CoRoT’s recent findings bode well for Kepler, which can detect planets over a 10 times larger range of orbital periods than CoRoT. “Kepler has a very good chance of seeing the first Earth-sized planet,” says Malcolm Fridlund, ESA’s CoRoT project scientist.
But, like all transit detections, Kepler’s observations will need to be confirmed by the radial velocity method with ground-based telescopes, such as Keck in Hawaii and the William Herschel Telescope on the Canary Islands that measure the mass of a transiting object.
Transit mimicry
Lots of things can mimic a transit. Some stars like our Sun, for example, can have spots that alter the brightness as they rotate around the surface, while many others have faint companion stars than can appear like a planet when they pass in front.
“The important thing about Kepler is that it will tell us the relative number of small, medium and large mass planets,” says Wesley Traub, chief scientist for JPL’s Exoplanet Exploration Program.
Kepler was originally planned to launch yesterday. However, NASA engineers have spent an extra day testing common hardware on the Delta II rocket, which will take the spacecraft into orbit, with that used for the Taurus XL rocket that crashed last month while taking NASA’s Orbiting Carbon Observatory into space.
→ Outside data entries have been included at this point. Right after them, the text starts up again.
Issue #1406, opened 2017-06-22
Keys.REPRESENTED_PLAYER not working with items


pie-flavor:
`Keys.REPRESENTED_PLAYER` on a skull item does not work.

Tested via the following code, executed on SpongeVanilla 1.12-7.0.0-BETA-288:
```java
Player player = Sponge.getServer().getPlayer("pie_flavor").get();
ItemStack stack = ItemStack.builder()
        .itemType(ItemTypes.SKULL)
        .keyValue(Keys.SKULL_TYPE, SkullTypes.PLAYER)
        .keyValue(Keys.REPRESENTED_PLAYER, player.getProfile())
        .build();
player.getInventory().offer(stack);
```
The item shows up as a bare Steve head, no extra data. Examination of the internals returned this (and nothing else):
```
{id:"minecraft:skull",Count:1b,Damage:3s}
```

Zidane:
@Aaron1011 Can you fix this up since you did skulls?

parlough:
@Zidane Was this not properly solved with #1409?

Zidane:
Oh, completely spaced on this.

PR #1409, opened 2017-06-25
Keys.SKULL_TYPE not working

rexbut:
@Aaron1011 already fixed the problem in commit https://github.com/SpongePowered/SpongeCommon/commit/8970a6a88b44ebba77d5752d8e4f1f0fde98e781 but commit https://github.com/SpongePowered/SpongeCommon/commit/9d594880e16905f61784f37d0bc890da05981caf canceled the fix.

This also solves problem https://github.com/SpongePowered/SpongeCommon/issues/1406

### DIFF
--- a/src/main/java/org/spongepowered/common/data/processor/common/SkullUtils.java
+++ b/src/main/java/org/spongepowered/common/data/processor/common/SkullUtils.java
@@ -24,7 +24,6 @@
  */
 package org.spongepowered.common.data.processor.common;
 
-import com.google.common.collect.Iterables;
 import net.minecraft.init.Items;
 import net.minecraft.item.ItemStack;
 import net.minecraft.nbt.NBTTagCompound;
@@ -36,6 +35,7 @@ import org.spongepowered.api.data.type.SkullTypes;
 import org.spongepowered.api.profile.GameProfile;
 import org.spongepowered.common.SpongeImpl;
 import org.spongepowered.common.data.manipulator.mutable.SpongeRepresentedPlayerData;
+import org.spongepowered.common.data.type.SpongeSkullType;
 import org.spongepowered.common.data.util.NbtDataUtil;
 import org.spongepowered.common.interfaces.block.tile.IMixinTileEntitySkull;
 
@@ -57,7 +57,9 @@ public class SkullUtils {
     }
 
     public static SkullType getSkullType(int skullType) {
-        return Iterables.get(SpongeImpl.getRegistry().getAllOf(SkullType.class), skullType);
+        return SpongeImpl.getRegistry().getAllOf(SkullType.class).stream()
+                .filter(type -> type instanceof SpongeSkullType && ((SpongeSkullType) type).getByteId() == skullType)
+                .findAny().orElse(DEFAULT_TYPE);
     }
 
     public static boolean isValidItemStack(Object container) {
--- a/src/main/java/org/spongepowered/common/data/processor/common/SkullUtils.java
+++ b/src/main/java/org/spongepowered/common/data/processor/common/SkullUtils.java
@@ -57,9 +57,12 @@ public class SkullUtils {
     }
 
     public static SkullType getSkullType(int skullType) {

Kepler will help support potential missions in the coming decade such as NASA’s Terrestrial Planet Finder and ESA’s Darwin mission that both have their sights on directly imaging an Earth-like planet around a nearby star. “How deep will we have to look? The nearest 100 stars? The nearest 1000 stars? Kepler will help us decide by giving the frequency of Earths in our galaxy,” Fanson says.